There are various aspects that pose challenges to experimental work on the propagation of entangled photons with higher-order OAM mode entangled states through turbulence. In practical scenarios it is more difficult and complex to produce entangled photon pairs with larger radial quantum number. In addition, it is also observed that modes with higher value of the azimuthal mode are more difficult to measure experimentally. Therefore, more work remains to be done in the future.

In summary, the decay of entangled orbital angular momentum (OAM) photons propagating across non-Kolmogorov turbulence has been investigated. In this work, we explore the evolution of OAM entanglement in the weak scintillation regime and consider the effect of backward scattering on OAM entanglement with higher-order OAM mode.

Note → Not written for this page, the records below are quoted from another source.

PR #248, opened 2018-09-04
Added dht/tunnel endpoints

egbertbouman:


qstokkink:
Retest this please

ipv8/dht/community.py
```diff
@@ -350,7 +350,7 @@ def _find(self, target, force_nodes=False):
                          for sender, node in to_puncture.iteritems()]
 
             # Wait for punctures (if any)...
-            yield DeferredList(deferreds)
+            yield DeferredList(deferreds, consumeErrors=True)
```
qstokkink: I believe @ichorid discovered that if you cancel any of the deferreds this is waiting for (for example on shutdown) this will wait forever. Could you test this?

egbertbouman: I've tested this, but I can't seem to reproduce that problem.

Since I'm not providing my own cancel function, the errback should be called with a CancelledError, which would prevent the DeferredList callback from never getting called.

qstokkink: Alright, then that should be fine.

The results of the numerical evaluation reveal that the concurrence monotonically decreases in turbulence, but the OAM entangled state with higher value of the azimuthal mode and larger radial quantum number lasts much longer, which means OAM entangled states with higher value of the azimuthal mode and larger radial quantum number are more appropriate to quantum communication over long distances. Meanwhile, non-Kolmogorov turbulence with a smaller refractive-index structure parameter, a smaller turbulence outer scale or a larger turbulence inner scale affects OAM entanglement evolution less. In addition, the influence of turbulence on the entanglement evolution of the OAM state is the most serious when the generalized exponent is around 3.07, and thus the condition of turbulence with the generalized exponent around 3.07 is not suitable for OAM entanglement transmission. Our findings will be very important to improve the performance of a free-space quantum communication system.